1Erasme Hospital, Gastro-enterology, Brussels, Belgium, 2Université libre de Bruxelles, Laboratory of Experimental Gastroenterology, Brussels, Belgium, 3Université de Mons, Department of Electrical Engineering, Mons, Belgium

Background

Infliximab (IFX), is indicated for the treatment of inflammatory bowel disease (IBD). Nevertheless, loss of response (LOR) to IFX is reported in up to 20%–30% over 12 months of treatment. Importantly, proactive monitoring of IFX pharmacokinetics may help prevent LOR during treatment maintenance. Our objective is to analyse in a cohort of 263 patients the pharmacokinetics early on to predict LOR during maintenance treatment.

Methods

In total, 263 IBD patients have been treated with IFX on follow-up (median + range), (EC approved). Further, 2 331 samples were prospectively collected and measured retrospectively by ELISA in parallel with clinical data. Statistical analysis used Mann–Whitney test.

Results

During the maintenance, the median IFX trough level (TL) was statistically higher in patients on combo-therapy (IFX combined with immunomodulator, n = 107) compared with patients on monotherapy (n = 81) (1.32 µg/mL vs 2.14 µg/mL, p < 0.000001). Median IFX TL was higher under combo when patients were sequentially treated first with combo then mono (4.17 µg/mL vs 3.22 µg/mL, p < 0.01, n = 55). On the contrary, there was no statistical difference between mono- and combo-therapy when patients were sequentially treated first with mono- then combo-therapy (2.02 µg/mL vs 2.49 µg/mL, p < 0.17, n = 49). During maintenance, 19% of the patients (n = 49) experienced LOR, defined as secondary non-responders (NRII), requiring treatment optimisation by either shortening of the dosing interval and/or by increasing the dose. Moreover, 57% of these patients (n = 28), defined as secondary non-responders end (NRIIend), did not respond to any optimisation strategy and were switched to another treatment, whereas 43% of patients (n = 21), defined as secondary responders to optimisation (RIIopt), responded to optimisation. Looking at the TLs during induction, median IFX TL at induction (week 2 and 6) was not statistically different in NRII (n = 49) compared with patients with sustained response (n = 170) (6.66 µg/mL vs 11.91 µg/mL, p < 0.08).
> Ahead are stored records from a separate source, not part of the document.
Issue #435, opened 2017-01-26
What is possible and what is not?


strech345:
Hello, for me it is not really clear what functionalities i will get from ol3 and cesium.

**Does i have the full features of Cesium?** for example ...
- Loading different elevation models
- new 3D vector tiles (http://cesiumjs.org/2015/08/10/introducing-3d-tiles/)
- 3d models in gltf
- loading primitive
- Plugins (for example cesium-navigaton https://github.com/alberto-acevedo/cesium-navigation)
- Interactions

**Does it have the full features of OL3 ?** for example ...
- Heatmaps
- Clustering of Marker
- loading Vector Tiles
- loading KML, Json,...
- Interactions

Would be great to get a comsumption about what is possible and what's not.

jmgomezpoveda:
A lot of things work. Now, I don't know about most of these, but I do know about a few of them:

* Interactions do not work; you have to use Cesium calls for that
* KML works, and clustering of markers, though there are some glitches (https://github.com/openlayers/ol3-cesium/issues/345, https://github.com/openlayers/ol3-cesium/issues/346)

gberaudo:
You create and pass the OL map so you have full control on it.
The Cesium globe is created by OL3-Cesium but you get notably the reference to the Cesium.Scene, you can then use the Cesium API.

For missing features it is possible to:
- improve OL3-Cesium by contributing patches;
- use hooks to implement own logics (eg synchronize a raster layer in OL3 to a vector layer in Cesium / gltf ...)

strech345:
@gberaudo 
for me it is important to have the reference on cesium viewer also and to control it like i want. It would be nice to create boath instances (ol3 and cesium) and to use this framework to connect boath with each other. But i think this will not be the case.

@jmgomezpoveda
So. its possible with cesium feature request to request also ol3 features?

jmgomezpoveda:
@strech345 I am not sure I understand your question. With ol3-cesium you use the same API as ol3, and ol3-cesium internally translates the API requests into the Cesium API. You create the map once and you are able to switch between the ol3 and Cesium views at will.

In most cases you only need to use the ol3 API for this. In some cases, though, you may need to interact directly with the Cesium object exposed by ol3-cesium.

Semyon62:
What Cesium calls I need to use to ol translate and select interactions?

PR #559, opened 2018-02-14
Add basic model conversion support

### LINKED ISSUE #211: 3D models synced with open layers?
I saw #163 . What I'm trying to do:
1. Make a feature, like a point, in Openlayers.
2. Set a key value pair with ol.Feature.set('model', '/models/airplane.gltf'). Maybe with some basic options like minimumPixelSize and scale.
3. When switching from Openlayers to Cesium, it replaces the point with that model.

Is something like having a 3D model synced (i.e. position) with a point in Openlayers possible? If so, can I please get an example? Thank you.

gberaudo:
Closes #211.
Related to #435.

image


examples/vectors.js
```diff
@@ -44,6 +46,14 @@ const cervinFeature = new ol.Feature({
 cervinFeature.getGeometry().set('altitudeMode', 'clampToGround');
 
 
+const modelFeatures = [-1, -1 / 2, 0, 1 / 2, 1, 3 / 2].map(
+    factor => new ol.Feature({
+      geometry: new ol.geom.Point([852641, 5776749, 4500]),
+      'rotation': factor * Math.PI
```
fredj: remove quotes?

gberaudo: I like to be ready for GCC compilation of the examples :P

gberaudo:
@fredj, as discussed yesterday, I changed the host of the `olcs_model` object to be an ol.Object.
Does it look good to you?

gberaudo:
Thanks for the rewiev @fredj.

PR #562, opened 2018-03-02
Add client side raster reprojection support

### LINKED ISSUE #37: Additional map projections (SRS) for raster formats
Cesium supports several raster formats, notably:
- WMTS;
- WMS.

In ol3cesium, we are currently restricted to a custom ol3 tile image provider.
This imagery provider gets the tiles from an ol.source.TileImage in either 4326 or 
3857 projection.

Other or different projections in ol3 and Cesium are not possible.
WMS or WMTS are not handled.

gberaudo:
Fixes #37.

### DIFF
--- a/src/olcs/core/olimageryprovider.js
+++ b/src/olcs/core/olimageryprovider.js
@@ -183,7 +183,7 @@ olcs.core.OLImageryProvider.prototype.handleSourceChanged_ = function() {
       this.tilingScheme_ = new Cesium.GeographicTilingScheme();
     } else if (this.projection_ == ol.proj.get('EPSG:3857')) {
       this.tilingScheme_ = new Cesium.WebMercatorTilingScheme();
-    } else if (ol.ENABLE_RASTER_REPROJECTION) {
+    } else if (ol.ENABLE_RASTER_REPROJECTION && olcs.core.OLImageryProvider.ENABLE_RASTER_REPROJECTION) {
       this.tilingScheme_ = new Cesium.GeographicTilingScheme();
       this.projection_ = ol.proj.get('EPSG:4326'); // reproject
     } else {
@@ -279,3 +279,9 @@ olcs.core.OLImageryProvider.prototype.requestImage = function(x, y, level) {
     return promise;
   }
 };
+
+/**
+ * @type {boolean}
+ * @export
+ */
+olcs.core.OLImageryProvider.ENABLE_RASTER_REPROJECTION = false;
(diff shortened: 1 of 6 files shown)


gberaudo:
@klokan, your feedbacks would be welcomed.

@ahocevar, we discussed a long time ago about this one. Thanks for your guidances back then at FOSS4G Seoul. If you find some time, a second look from you would be very appreciated.

src/olcs/core/olimageryprovider.js
```diff
@@ -247,23 +252,46 @@ olcs.core.OLImageryProvider.prototype.getTileCredits = function(x, y, level) {
...
-    return url ? Cesium.ImageryProvider.loadImage(this, url) : this.emptyCanvas_;
+  // Perform mapping of Cesium tile coordinates to ol3 tile coordinates:
+  // 1) Cesium zoom level 0 is OpenLayers zoom level 1 for EPSG:4326
+  const z_ = this.tilingScheme_ instanceof Cesium.GeographicTilingScheme ? level + 1 : level;
+  // 2) OpenLayers tile coordinates increase from bottom to top
+  const y_ = -y - 1;
+
+  const tilegrid = this.source_.getTileGridForProjection(this.projection_);
+  if (z_ < tilegrid.getMinZoom() || z_ > tilegrid.getMaxZoom()) {
+    return this.emptyCanvas_; // no data
```
wallw-bits: There are several places in this function which do not follow the Cesium API reference and return something other than `Promise<Image|Canvas>|undefined`. Is that intentional based on undocumented Cesium workings?

gberaudo: Hi @wallw-bits, you are right it works but it is incorrect. Can you come up with a PR wrapping the returned value like this: `Promise.resolve(this.emptyCanvas_)`?

src/olcs/core/olimageryprovider.js
```diff
@@ -247,23 +252,46 @@ olcs.core.OLImageryProvider.prototype.getTileCredits = function(x, y, level) {
...
+  // not yet loaded!
+  // const image = tile.getImage();
+  // if (!image || !image.src) {
+  //   return Promise.resolve(this.emptyCanvas_); // no data
+  // }
+
+
+  const state = tile.getState();
+  if (state === ol.TileState.LOADED || state === ol.TileState.EMPTY) {
+    return tile.getImage() || undefined;
```
wallw-bits: This return also needs a promise wrapper if `tile.getImage()` is not undefined

gberaudo: Thanks, done.

gberaudo:
I am hiding the feature behind a flag so that it can be merged. @fredj, could you please have a look to it?

gberaudo:
This branch have issues. I am restoring it and "unmerging" the PR.

PR #565, opened 2018-03-05
Fix double js suffix in olcs and other fixes

gberaudo:
With these changes the ES6 olcs package is in much better shape.
Almost a beta now!


gberaudo:
@fredj or @sbrunner, can you re-review?

build/package.sh
```diff
@@ -0,0 +1,12 @@
+#!/bin/sh
+
+rm -rf .build/package
+cp -r package .build
+(cd ./src && cp -r olcs/* ../.build/package)
```
sbrunner: => `cp -r src/olcs/* .build/package`

gberaudo: Indeed, will do in a future PR.

Issue #575, opened 2018-03-26
Display correct credit information


SangeethaS94:
In the latest version of ol-cesium, the credit information for the layers are not displayed correctly. The text, imageUrl and link parameters have been removed from Cesium.Credit in Cesium version 1.41 onwards. In the latest version of ol-cesium, three arguments are being passed when Credit object is created in function olcs.core.OLImageryProvider.createCreditForSource. In order to display the correct credit information, it must instead be one object that contains these three parameters.

gberaudo:
Hi @SangeethaS94, I fixed the parameter passed to Cesium and opened #576 with the change. However there looks to still be some issues.

I will not have time in the next 3 weeks to look at this. If you investigate this, you are welcome to provide a pull request.

gberaudo:
See also https://github.com/AnalyticalGraphicsInc/cesium/pull/6331.

SangeethaS94:
Hi @gberaudo!
Thanks for looking into it. 

In my case, I changed

`return (imageUrl || text.length > 0) ? new Cesium.Credit(text, imageUrl, link) : null;`

to 

```
var options = new Object();
options.text = text;
options.imageUrl = imageUrl;
options.link = link;
return (imageUrl || text.length > 0) ? new Cesium.Credit(options) : null;
```

And everything seems to work well for me. I am not getting the issues you have mentioned in [#576](https://github.com/openlayers/ol-cesium/pull/576)

gberaudo:
The issue I mentioned actually appears when the 3D globe is loaded first (not OpenLayers). This issue is unrelated to the OL and Cesium changes.

PR #576, opened 2018-03-27
Fix credit creation

gberaudo:
Related to #575.

I tested the examples, notably main is quite strange:
- I do not see the Cesium credits;
- instead there is an empty grey box (from OpenLayers);
- when toggling off then on the 3d, then credits show up (in an OpenLayers div...).

In top of that, Cesium is changing how it handles credits in next version (due next week).


gberaudo:
Handledi in #578.

PR #581, opened 2018-05-02
Client side raster reprojection

gberaudo:
Restore #562.

### DIFF
--- a/CHANGES.md
+++ b/CHANGES.md
@@ -1,5 +1,10 @@
 # Changelog
 
+# v 1.37
+
+* Changes
+  * Add client side raster reprojection.
+
 # v 1.36
 
 * Changes
--- a/CHANGES.md
+++ b/CHANGES.md
@@ -3,7 +3,7 @@
 # v 1.37
 
 * Changes
-  * Add client side raster reprojection.
+  * Add client side raster reprojection, see the example to see how to enable it.
 
 # v 1.36 - 2018-04-18
 
--- a/CHANGES.md
+++ b/CHANGES.md
@@ -5,7 +5,7 @@
 * Changes
   * Add client side raster reprojection.
 
-# v 1.36
+# v 1.36 - 2018-04-18
 
 * Changes
   * Rework the autorenderloop using Cesium RenderMode.
--- a/Cesium.externs.js
+++ b/Cesium.externs.js
@@ -2133,7 +2133,7 @@ Cesium.ImageryProvider.prototype.getTileCredits = function(x, y, level) {};
  * @param {number} x The tile X coordinate.
  * @param {number} y The tile Y coordinate.
  * @param {number} level The tile level.
- * @return {Object|undefined}
+ * @return {Promise<?>|undefined}
  */
 Cesium.ImageryProvider.prototype.requestImage = function(x, y, level) {};
 
--- a/examples/reprojection.html
+++ b/examples/reprojection.html
@@ -1,0 +1,17 @@
+<?xml version='1.0' encoding='UTF-8'?>
+<!DOCTYPE HTML>
+<html xmlns="http://www.w3.org/1999/xhtml" xml:lang="en" lang="en">
+  <head>
+    <meta http-equiv="Content-Type" content="text/html; charset=utf-8" />
+    <meta name="robots" content="index, all" />
+    <title>ol3cesium example</title>
+    <link rel="stylesheet" href="../node_modules/openlayers/css/ol.css" type="text/css">
+  </head>
+  <body>
+    <div id="map" style="width:600px;height:400px;"></div>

Figure 1. The box plot represents the median IFX TL in induction phase (week 2 and 6) for patients with sustained response (n=170) and NRII patients (n=49). The interquartile range (25-75%) is represented by rectangle. The whiskers below and above the box represent the limits (2.5% and 97.5%) of the distribution. Median IFX TL is represented by the thick red line. Median IFX TL for NRII patients was 6.66 μg/ml [0.23-19.93μg/ml] and median IFX TL for patients with sustained response was 11.91 μg/ml [0.11-19.93 μg/ml]. There is no statistical difference (p <0.08).

However, median IFX TL at induction was statistically lower in NRIIend (n = 23) compared with the patients with sustained response (1.69 VS 11.91 µg/ml, p <0.05)

Conclusion

This study suggests that patients who do not respond to any optimisation strategy (NRIIend) seem to have lower IFX TLs at induction. IFX TLs measured at induction may predict clinical response to IFX during maintenance.